An able and indeed pathetic address has been largely circulated among you on behalf of the British Roman Catholics, signed by some of the most illustrious and ancient names among our nobility; but, I must confess, that the effect of this address on my mind was greatly weakened, when I observed that the British Catholic Association afterwards returned its thanks to the fortyshilling freeholders of Waterford for obeying the dictates of their priests, in opposition to the wishes of their landlords; and that, more lately, one of the most ancient of that body of nobility had just published a letter highly commending the fortyshilling freeholders of Clare for driving out a Protestant gentle. man (though one of the ablest advocates of the Roman Catholic cause) from the representation of the county, for the purpose of returning a Roman Catholic demagogue; though they had every reason to believe that he could not legally take his seat; and thus attempting, either by intimidation or chicane (and I care not which it is) to establish a claim which has already been steadily rejected by the legislature.

| Journals of the House of Commons, vol. 70, p. 1058.

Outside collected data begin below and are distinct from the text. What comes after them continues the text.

PR #943, opened 2026-07-02
api-v2: use string pin names for i2c bus and uart rx/tx pins

tyeth:
## Summary

Companion to adafruit/Wippersnapper_Protobuf#207 — the i2c `AddressSpace.pin_scl`/`pin_sda` and uart `Descriptor.pin_rx`/`pin_tx` protobuf fields are now **strings** instead of `uint32`, so bus scans and components can reference named pins like `"SDA"`/`"SCL"` (as the CircuitPython/Blinka firmware does) and stay consistent with every other pin field in the API (`"D22"`, `"A4"`, `"EXP_0x48_0"`, ...).

## Changes

- **Regenerated** `src/protos/i2c.pb.*` and `uart.pb.*` with nanopb 0.4.8 from the updated protos (pin fields are now `char[32]`)
- **New `WsPinNameToNum()` helper** (`src/helpers/ws_helper_pins.h`): resolves `"22"`, `"D22"`, `"GPIO22"`, `"SDA"`/`"SCL"` (and `"SDA1"`/`"SCL1"` where a second Wire port exists) to pin numbers, matching the existing `atoi(name + 1)` convention used by the other components
- **I2cController** resolves pin names once at the bus layer, so `"SCL"` and its GPIO number dedupe to the same physical bus; `GetOrCreateI2cBus`/`GetI2cBus`/`findOrCreateBus` now take pin-name strings (display/expander/GPS call sites pass through unchanged)
- **Drivers echo what IO sent**: `drvBase` stores the original pin-name strings and I2C device events reproduce them verbatim in the event descriptor
- **UART**: `UARTHardware`/`drvUartBase` resolve the RX/TX names (port identity remains the resolved RX pin number), and UART input events echo the original RX pin name
- **Offline (SD card) config**: `ParseI2cDeviceAddReplace` now actually reads `i2cBusScl`/`i2cBusSda` from the JSON (the previous code assigned in the wrong direction, leaving the pins zeroed), accepting either strings or legacy integer pins and defaulting to `"SCL"`/`"SDA"`
- **ESP8266 GCC compatibility**: replaced `msg = ws_..._init_zero;` re-assignments with `memset` in the error handler / signal encoder — the older GCC rejects braced-list assignment once the initializer contains string-literal char-array members (declarations are unaffected)

## Build verification

| env | result |
|---|---|
| `adafruit_feather_esp32s3` | ✅ SUCCESS |
| `huzzah8266` | ✅ SUCCESS |
| `raspberrypi_picow` | ⚠️ compiles, fails at link on a **pre-existing** duplicate NAU7802 `lib_deps` entry (registry + git URL both listed in `[env]`) — unrelated to this change, will be fixed separately |


src/helpers/ws_helper_pins.h
```diff
@@ -0,0 +1,64 @@
...
+ * BSD license, all text here must be included in any redistribution.
+ *
+ */
+#ifndef WS_HELPER_PINS_H
+#define WS_HELPER_PINS_H
+#include <Arduino.h>
+#include <ctype.h>
+
+/*!
+    @brief  Resolves a pin name string to a pin number. Accepts numeric
```
tyeth, line 44: Curious where expanders will fit into this if ever. Also if this is the route we want then all other `atoi` with string + 1 will need replacing/augmenting too.

tyeth (commented):
OK, possibly needs a rethink, or expanding to cover the other classes (new PR?)

tyeth:
@brentru can I grab your eyes on this one please

src/components/error/handler.cpp
```diff
@@ -38,7 +38,13 @@ static bool encode_string_callback(pb_ostream_t *stream,
 /*!
     @brief  ErrorHandler constructor
 */
-ErrorHandler::ErrorHandler() { _d2b_msg = ws_error_D2B_init_zero; }
+ErrorHandler::ErrorHandler() {
+  // NOTE: memset, not `_d2b_msg = ws_error_D2B_init_zero;` - ESP8266's GCC
+  // rejects braced-list re-assignment now that the initializer contains
+  // string-literal char-array members (the pin name fields). memset is
+  // bit-identical to init_zero for this all-static struct.
```
brentru, line 45: The error handler fixes should be in another PR against `migrate-api-v2`...

src/components/i2c/drivers/drvBase.h
```diff
@@ -861,8 +863,8 @@ class drvBase {
   uint32_t _i2c_mux_addr;    ///< The I2C MUX address, if applicable.
   uint32_t _i2c_mux_channel; ///< The I2C MUX channel, if applicable.
   char _name[15];            ///< The device's name.
-  uint32_t _pin_scl;         ///< The SCL pin number for this driver's bus.
-  uint32_t _pin_sda;         ///< The SDA pin number for this driver's bus.
+  char _pin_scl[32];         ///< The SCL pin name for this driver's bus.
+  char _pin_sda[32];         ///< The SDA pin name for this driver's bus.
```
brentru: The size of these char's and (`name`) should be `#define`'d at the top of the file.

It should exactly match what's in the `i2c.pb.h` file. For example, `name` here should reflect,
`char name[16]; /* * The I2c device's name. * */`

src/components/i2c/drivers/drvBase.h
```diff
@@ -861,8 +863,8 @@ class drvBase {
   uint32_t _i2c_mux_addr;    ///< The I2C MUX address, if applicable.
   uint32_t _i2c_mux_channel; ///< The I2C MUX channel, if applicable.
   char _name[15];            ///< The device's name.
-  uint32_t _pin_scl;         ///< The SCL pin number for this driver's bus.
-  uint32_t _pin_sda;         ///< The SDA pin number for this driver's bus.
+  char _pin_scl[32];         ///< The SCL pin name for this driver's bus.
```
brentru: `32` chars is pretty large, even for identifiers `PIN_SERIAL1`, `PIN_WIRE_SCL`, .... Maybe we could drop this (and in the `pb`) to 16?

src/components/i2c/controller.cpp
```diff
@@ -1034,22 +1034,31 @@ TwoWire *I2cController::GetI2cBusByIndex(size_t index) {
...
     @returns  Pointer to the I2cHardware bus, or nullptr if initialization
               failed.
 */
-I2cHardware *I2cController::findOrCreateBus(uint32_t pin_scl,
-                                            uint32_t pin_sda) {
+I2cHardware *I2cController::findOrCreateBus(const char *pin_scl,
+                                            const char *pin_sda) {
+  // Resolve the pin names to pin numbers
+  uint32_t scl_num, sda_num;
+  if (!WsPinNameToNum(pin_scl, scl_num) || !WsPinNameToNum(pin_sda, sda_num)) {
```
brentru: `scl_num` and `sda_num` are uninitialized before going into `WsPinNameToNum()`. There's no guarantee they get set.

I'm not 100% on this pattern as a result.

What about something like `inline int32_t WsPinNameToNum(const char *pin_name)`, which returns `-1` or a defined magic on failure.

Then the call would assign and validate:
```
uint32_t scl_num = WsPinNameToNum(pin_scl)
if (scl_num == -1)
  failure!
```

src/components/uart/drivers/drvUartBase.h
```diff
@@ -297,7 +305,21 @@ class drvUartBase {
   SoftwareSerial *_sw_serial; ///< Pointer to a SoftwareSerial instance
 #endif                        // HAS_SW_SERIAL
   char _name[32];             ///< The device's name
-  uint32_t _port_num = 0;     ///< The port number for the UART device
+  char _port_name[32] = {0};  ///< The RX pin name for the UART device
```
brentru: ensure this matches the PB

src/helpers/ws_helper_pins.h
brentru: We'd probably want to add a check at the front for `EXP_`

brentru (changes requested):
@tyeth I'm looking at a few areas that have a higher impact, first.

tyeth:
Pushed 4 commits fixing bugs found while bringing up i2c over the string-pin protos on real hardware (LilyGO T-Dongle C5, ESP32-C5):

- **fix(i2c): decode Probe payload as standalone submessage** — `address_spaces`/`addresses` are nanopb callback fields inside the `ws_i2c_B2D` `payload` oneof. nanopb zeroes the oneof member when it first sets the union tag, wiping callbacks pre-set on `b2d.payload.probe`, so a probe decoded to **0 address spaces** (silent empty scan, no error). Adds a shared `ws_pb_decode_oneof_submsg()` helper that finds the field and decodes it as a standalone message (callbacks survive).
- **fix(i2c): decode Add payload as standalone submessage** — same oneof-callback wipe on the settings map; device settings were silently dropped.
- **fix(expander): decode Add payload as standalone submessage** — same issue on the nested i2c cfg.
- **chore(i2c): warn when probe address list is empty** — `ProbeAddresses` only iterates caller-supplied addresses; the "empty = scan all 0x08–0x77" semantic isn't implemented, so an empty list silently finds nothing. Logs a warning until scan-all is added.

HIL-verified: after the probe fix, a full-range scan finds the attached HTU31D at 0x40 (SDA=GPIO11/SCL=GPIO12). checkin already uses a message-level `cb_payload` callback so it was unaffected.

src/helpers/ws_helper_pins.h
```diff
@@ -0,0 +1,64 @@
...
+  }
+#if defined(PIN_WIRE1_SDA) && defined(PIN_WIRE1_SCL)
+  if (strcmp(pin_name, "SDA1") == 0) {
+    pin_num = (uint32_t)PIN_WIRE1_SDA;
+    return true;
+  }
+  if (strcmp(pin_name, "SCL1") == 0) {
+    pin_num = (uint32_t)PIN_WIRE1_SCL;
+    return true;
+  }
```
tyeth: should probably duplicate for `if defined(SDA1) && defined(SCL1)`

src/helpers/ws_helper_pins.h
```diff
@@ -0,0 +1,64 @@
...
+#endif
```
tyeth: `#elif ` begins EXP, pass off to Expander controller / hardware to resolve, similar to the QueryPinState added in the i8080 display PR and related shared pin issue #952

src/components/error/handler.cpp
tyeth-ai-assisted: Split out as #954 (against `migrate-api-v2`) — byte-identical lines, so this PR will rebase over it cleanly once merged.

src/helpers/ws_helper_pins.h
tyeth: Added in #953

tyeth:
> OK, possibly needs a rethink, or expanding to cover the other classes (new PR?)

Covered in #953

src/helpers/ws_helper_pins.h
tyeth: covered in #953

src/components/digitalIO/hardware.cpp
```diff
@@ -133,6 +141,15 @@ bool DigitalIOHardware::ReadValue() {
...
 
+  // First read after add: _prv_value was only a guess (initial_value), so we
+  // cannot infer a real transition. Seed the baseline from this read and report
+  // it as the pin's initial state rather than comparing against the guess.
+  if (_first_read) {
+    _first_read = false;
+    _prv_value = _value;
+    return true;
+  }
+
```
tyeth: I'd prefer if we had the last state from the proto pinAdd in an initial write for an input pin that would be used as the starting previous value for the input on change trigger

tyeth: Raising as a nice to have feature for v2.1 instead.

tyeth-ai-assisted: Raised for v2.1: adafruit/Wippersnapper_Protobuf#213 (proto semantics, `v2.1` label) + #955 (firmware side). Nothing left blocking this thread for merge.

src/components/i2c/drivers/drvBase.h
tyeth-ai-assisted: Done in #953 (merged): `DRV_BASE_NAME_LEN`/`DRV_BASE_PIN_NAME_LEN` defined at the top of the file as `sizeof()` of the `ws_i2c_Add.name` / `ws_i2c_AddressSpace.pin_scl` pb fields — exactly matches i2c.pb.h and can't drift on regen (fixed `_name[15]` vs pb `name[16]` too).

src/components/i2c/drivers/drvBase.h
tyeth-ai-assisted: Raised as adafruit/Wippersnapper_Protobuf#214 — firmware buffers are sized via `sizeof()` of the pb fields since #953, so the regen with 16 propagates automatically.

src/components/i2c/controller.cpp
tyeth-ai-assisted: Done in #953 (merged): `int32_t WsPinNameToNum(const char*)` returning `WS_PIN_INVALID` (-1), call sites assign-and-validate exactly as sketched.

src/components/uart/drivers/drvUartBase.h
tyeth-ai-assisted: Done in #953 (merged): `_name`/`_port_name` sized via `sizeof()` of `ws_uart_Add.name` / `ws_uart_Descriptor.pin_rx`.

src/components/digitalIO/hardware.cpp
```diff
@@ -63,16 +66,19 @@ bool DigitalIOHardware::SetMode() {
   bool has_expander = (_expander_drv != nullptr);
 
   if (_direction == ws_digitalio_Direction_D_OUTPUT) {
+    // _value is the logical value; drive the electrical level (inverted for
+    // active-low pins).
+    bool electrical = _is_inverted ? !_value : _value;
```
brentru: Why are we converting `value` to `electrical` and then using a ternary operator within digital write?

src/components/digitalIO/hardware.cpp
```diff
@@ -118,11 +127,10 @@ void DigitalIOHardware::Write(bool value) {
 bool DigitalIOHardware::ReadValue() {
   bool has_expander = (_expander_drv != nullptr);
 
-  if (!has_expander) {
-    _value = digitalRead(_name);
-  } else {
-    _value = _expander_drv->digitalRead(_name);
-  }
+  bool raw =
```
brentru: Prefer not to use ternary ops.

src/components/digitalIO/hardware.cpp
```diff
@@ -133,6 +141,15 @@ bool DigitalIOHardware::ReadValue() {
 bool DigitalIOHardware::CheckEvent() {
   ReadValue();
 
+  // First read after add: _prv_value was only a guess (initial_value), so we
```
brentru: Why are we changing existing functionality here?

src/components/digitalIO/hardware.h
```diff
@@ -60,6 +61,8 @@ class DigitalIOHardware {
   ws_digitalio_SampleMode _sample_mode;
   bool _value;
   bool _prv_value;
+  bool _first_read; ///< True until the first CheckEvent() read seeds _prv_value
```
brentru: Why do we need a separate., unset?, value here instead of using `value` or `prv_value`

src/components/expander/controller.cpp
```diff
@@ -130,6 +132,33 @@ ExpanderHardware *ExpanderController::GetDriver(uint8_t addr) {
...
+ * @param pin_num      Out: the pin number — for expander pins this is the
+ *                     pin (channel) index on that expander.
+ * @param expander_drv Out: the owning expander driver, or nullptr for a
+ *                     native MCU pin.
+ * @return True if resolved, False if the pin name is malformed or no
+ *         expander is registered at the referenced address.
+ */
+bool ExpanderController::ResolvePinName(const char *pin_name, uint8_t &pin_num,
+                                        ExpanderHardware **expander_drv) {
+  *expander_drv = nullptr;
```
brentru: Why?

src/components/expander/controller.cpp
```diff
@@ -130,6 +132,33 @@ ExpanderHardware *ExpanderController::GetDriver(uint8_t addr) {
...
+  if (!ExpanderHardware::ParsePinNum(pin_name, pin_num))
```
brentru: Why `::ParsePinNum` notation here?

src/components/expander/controller.cpp
```diff
@@ -130,6 +132,33 @@ ExpanderHardware *ExpanderController::GetDriver(uint8_t addr) {
...
+    return false;
+  int32_t addr = WsPinNameToExpanderAddr(pin_name);
+  if (addr == WS_PIN_INVALID)
+    return true; // Native MCU pin, no expander driver
```
brentru: ..shouldn't it fail, then?

src/components/i2c/drivers/drvBase.h
```diff
@@ -88,28 +95,30 @@ class drvBase {
...
-                The SCL pin number.
+                The SCL pin name.
       @param    pin_sda
-                The SDA pin number.
+                The SDA pin name.
   */
-  void SetPins(uint32_t pin_scl, uint32_t pin_sda) {
-    _pin_scl = pin_scl;
-    _pin_sda = pin_sda;
+  void SetPins(const char *pin_scl, const char *pin_sda) {
```
brentru: Needs `nullptr` check

brentru: and then, it needs to assert or return..

src/components/i2c/drivers/drvBase.h
```diff
@@ -88,28 +95,30 @@ class drvBase {
...
+    strncpy(_pin_scl, pin_scl, sizeof(_pin_scl) - 1);
```
brentru: strncpy commands will always truncate. you should validate the size (`sizeof()`) of _pin_scl and pin_scl beofre strncpy commands

src/components/i2c/controller.cpp
```diff
@@ -1034,22 +1043,32 @@ TwoWire *I2cController::GetI2cBusByIndex(size_t index) {
...
+              The SDA pin name, e.g. "D21", "SDA".
     @returns  Pointer to the I2cHardware bus, or nullptr if initialization
               failed.
 */
-I2cHardware *I2cController::findOrCreateBus(uint32_t pin_scl,
-                                            uint32_t pin_sda) {
+I2cHardware *I2cController::findOrCreateBus(const char *pin_scl,
+                                            const char *pin_sda) {
+  // Resolve the pin names to pin numbers
+  int32_t scl_num = WsPinNameToNum(pin_scl);
```
brentru: If we are going to be: 
1) Parsing out the string pin
2) Storing the string pin
2) Resolving the string whenever we use it

Why don't we just have a `struct` to store the pins..?

brentru (changes requested):
Not fully done reviewing, these are the glaring issues and discussion points so far that we should discuss.

src/components/digitalIO/hardware.cpp
tyeth: We cannot infer previous value safely at boot, so depending on logic level (and/or inversion) we assume no event at wake up potentially incorrectly. 
 This sends the initial value at boot no matter what and updates prv_value accordingly to current state.

In an ideal world we would pass the previous logic level (stored in IO feed) through the protobuf at the time of digitialioAdd (see https://github.com/adafruit/Wippersnapper_Protobuf/issues/213) so the prv_value can be initialised correctly and we avoid unnecessary events being published.

src/components/i2c/controller.cpp
tyeth-ai-assisted: Done in #959: added a `WsPinName` struct (`ws_helper_pins.h`) pairing the name string with its resolved number — validated + resolved once via `Set()`, then both travel together. Adopted by `drvBase`, `UARTHardware`, `drvUartBase` and this bus lookup, so nothing re-resolves strings at point of use anymore.

src/components/i2c/drivers/drvBase.h
tyeth-ai-assisted: Done in #959: `WsPinName::Set()` checks `strlen(pin_name) >= sizeof(name)` and fails instead of truncating — `strncpy` only runs once the name is known to fit.

src/components/i2c/drivers/drvBase.h
tyeth-ai-assisted: Done in #959: `Set()` rejects `nullptr`, and `SetPins()` now returns bool — the i2c controller treats false as a failed Add (publishes "Invalid I2C bus pin name(s)!" and deletes the driver), so it returns rather than continuing with bad state.

src/components/expander/controller.cpp
tyeth-ai-assisted: Restructured in #959 with a comment explaining it: the out-param must be deterministic for the native-pin path — callers pass it straight into `GetPin(pin_num, expander_drv)` where `nullptr` means "native pin", so it's initialized before any early return.

src/components/expander/controller.cpp
tyeth-ai-assisted: Gone in #959 — `ExpanderHardware::ParsePinNum` (a static, hence the `::`) is removed outright; the resolver now uses the `ws_helper_pins.h` functions directly.

src/components/expander/controller.cpp
tyeth-ai-assisted: It does fail for anything actually wrong — malformed name, out-of-range pin, or an `EXP_` name whose expander isn't registered. A native pin name resolving successfully with `expander_drv` left `nullptr` is the deliberate success path: digitalio/analogio/pwm make this one call for every pin they handle, native or expander-backed. #959 restructures the body into explicit expander-vs-native paths and documents exactly what fails.

src/components/digitalIO/hardware.cpp
tyeth-ai-assisted: That's the `is_inverted` (active-low) support from the digitalio proto: IO always speaks logical values, so an inverted pin must drive the opposite electrical level. In #959 the conversion is a named, documented `GetElectricalLevel()` helper and the ternaries are gone.

src/components/digitalIO/hardware.cpp
tyeth-ai-assisted: Done in #959 — all ternary ops in hardware.cpp replaced with if/else.

src/components/digitalIO/hardware.cpp
tyeth-ai-assisted: It fixes a bug found during HIL bring-up (T-Dongle C5): `_prv_value` starts as the Add's `initial_value` guess, and comparing the first real read against that guess either suppressed the pin's initial report entirely (guess happened to match, IO never learns the pin state) or fabricated a transition that never happened. First read now seeds the baseline and reports the initial state. #959 expands the code comment with this rationale. Related v2.1 follow-up: seeding from a broker-supplied last-known state instead (adafruit/Wippersnapper_Protobuf#213 / #955).

src/components/digitalIO/hardware.h
tyeth-ai-assisted: Because `_value`/`_prv_value` are bools and can't encode "not yet read" — before the first read they only hold the Add's `initial_value` guess, which must not be compared against as if it were an observed state. The flag is the tri-state marker. #959 expands the doc comment; adafruit/Wippersnapper_Protobuf#213 tracks replacing the guess with a broker-supplied last-known state in v2.1.

brentru (approved):
@tyeth  Robot addressed a lot of my comments which is cool. I would like you to take a _manual_ pass/review over `src/helpers/ws_helper_pins.h` to see if it can be cleaned up, simplified, refactored, or if there are any residual bugs I may have missed during review.

src/helpers/ws_helper_pins.h
```diff
@@ -0,0 +1,130 @@
...
+    return (int32_t)PIN_WIRE1_SDA;
+  if (strcmp(pin_name, "SCL1") == 0)
+    return (int32_t)PIN_WIRE1_SCL;
+#elif defined(SDA1) && defined(SCL1)
+  if (strcmp(pin_name, "SDA1") == 0)
+    return (int32_t)SDA1;
+  if (strcmp(pin_name, "SCL1") == 0)
+    return (int32_t)SCL1;
+#endif
+  // Skip a non-numeric prefix, e.g. "D22", "A4", "GPIO22"
```
tyeth, line 71: This allows us to move away from A/D22 to GPIO22 in board defs and still function as expected. That wouldn't be backwards compatible with v1.

src/helpers/ws_helper_pins.h
```diff
@@ -0,0 +1,130 @@
...
+               truncation, and resolves to a pin number; False otherwise
+               (fields are reset to empty / WS_PIN_INVALID).
+  */
+  bool Set(const char *pin_name) {
+    name[0] = '\0';
+    num = WS_PIN_INVALID;
+    if (pin_name == nullptr)
+      return false;
+    if (strlen(pin_name) >= sizeof(name))
+      return false; // would truncate
```
tyeth, line 106: Double check a truncation would be bubbled up to error msg proto, or be semi quick to establish the issue as no custom err msg defining failure reason.

src/nanopb/ws_pb_helpers.cpp
```diff
@@ -58,4 +58,56 @@ bool ws_pb_encode(pb_ostream_t *stream, const pb_msgdesc_t *fields,
...
+      if (!pb_close_string_substream(stream, &substream) || !ok) {
+        if (!ok) {
+          WS_DEBUG_PRINT("Protobuf decode error: ");
+          WS_DEBUG_PRINTLNVAR(PB_GET_ERROR(&substream));
+        }
+        return false;
+      }
+      decoded = true;
+    } else if (!pb_skip_field(stream, wire_type)) {
+      return false;
```
tyeth, line 109: be nice if we reported both return false to ws_debug or err channel

tyeth (commented):
k, two QoL things to verify, but LGTM

src/nanopb/ws_pb_helpers.cpp
brentru: I'm not sure we want to report when the protobuf decode fails to IO through the `error.proto` API - any thoughts @lorennorman ?

src/helpers/ws_helper_pins.h
```diff
@@ -0,0 +1,130 @@
...
+#if defined(PIN_WIRE1_SDA) && defined(PIN_WIRE1_SCL)
+  if (strcmp(pin_name, "SDA1") == 0)
+    return (int32_t)PIN_WIRE1_SDA;
+  if (strcmp(pin_name, "SCL1") == 0)
+    return (int32_t)PIN_WIRE1_SCL;
+#elif defined(SDA1) && defined(SCL1)
+  if (strcmp(pin_name, "SDA1") == 0)
+    return (int32_t)SDA1;
+  if (strcmp(pin_name, "SCL1") == 0)
+    return (int32_t)SCL1;
```
brentru: Why would we want to support this style, in Arduino? This is only for CircuitPython or Blinka.

src/helpers/ws_helper_pins.h
brentru: See my comment below please.

src/helpers/ws_helper_pins.h
```diff
@@ -0,0 +1,130 @@
...
+
+  /*!
+      @brief  Validates a pin name and resolves it to a pin number.
+      @param  pin_name
+              The pin name string to store and resolve.
+      @returns True if pin_name is non-null, fits the buffer without
+               truncation, and resolves to a pin number; False otherwise
+               (fields are reset to empty / WS_PIN_INVALID).
+  */
+  bool Set(const char *pin_name) {
```
brentru, line 100: How does this differ from `WsPinNameToNum`? Why do we need a separate function here?

brentru (changes requested):

src/nanopb/ws_pb_helpers.cpp
tyeth: @lorennorman ping, we are wondering about error handling, and specifically here after failed proto decodes.

src/helpers/ws_helper_pins.h
tyeth: Mostly I've been using this for unsupported boards, and ensuring the same pin conventions work on both Py + Ardu. Could drop it, no major loss/win either way.

src/helpers/ws_helper_pins.h
tyeth: This allows a boolean check if a pin is valid, effectively a shortcut of ` return WsPinNameToNum(name) != WS_PIN_INVALID`

src/nanopb/ws_pb_helpers.cpp
lorennorman: for posterity: we talked this out in Slack and decided:
- yes, we want to capture errors as often as possible, at least to begin with
- for this one we need to be careful because a proto error could also mean we'll fail to send an error proto
- we won't address the error sending in this PR, but rather start a new one that can focus on errors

One of the most common reproaches urged against the opponents of the Roman Catholic claims is, that we are now the only intolerant and persecuting nation remaining; and this sarcasm is repeated till some at least of those who use it must be supposed to believe it. They forget that in Spain and Portugal no Protestant is allowed to live, except a very limited toleration to foreigners -that in the new states of Spanish America, though admitting the most revolutionary systems of government, the principle of religious toleration has been uniformly rejected, and that even the right of sepulture was not long since refused to British officers—that in Piedmont the Protestants are confined to a few narrow mountain valleys, beyond which they are not allowed to possess property or exercise professions--that in other parts of Italy they are only tolerated by connivance; and that in these and all other Roman Catholic countries, without exception, the use of the Bible is denied to the laity by the ecclesiastical, and in most by the civil authorities.

It is indeed extraordinary how little even among the ecclesiastical students at the College of Maynooth, and the Jesuit seminary at Clongowes (respecting which there is some evidence in the report so often referred to), the Bible appears to be known; and it is notorious that the priests take away, under pain of excommunication, even the Roman Catholic version of the New Testament, if given to the laity.

There remain the instances, so much relied on, of Prussia, France, and Holland, where it is said that all citizens enjoy equal rights;

and toleration, philanthropy and concord universally prevail. The government of Prussia is so different from our own (as having no legislative assembly), that no fair analogy can be drawn between them ; but the state of religion in that country is understood to be any thing but satisfactory, notwithstanding the very laudable endeavors of the present king to introduce a better state of things.

In France, the Roman Catholic church had received such a shock from the events of the Revolution, that its power could not possibly be restored, and a principle of toleration unavoidably took place, notwithstanding the strenuous efforts of the late pope, who, at great personal risk, opposed Buonaparte's endeavors to introduce religious freedom.

But the state of France is so far from being one of religious peace and union, that it is easy to see the symptoms of a great religious struggle in that country, which may end in some tremendous convulsion.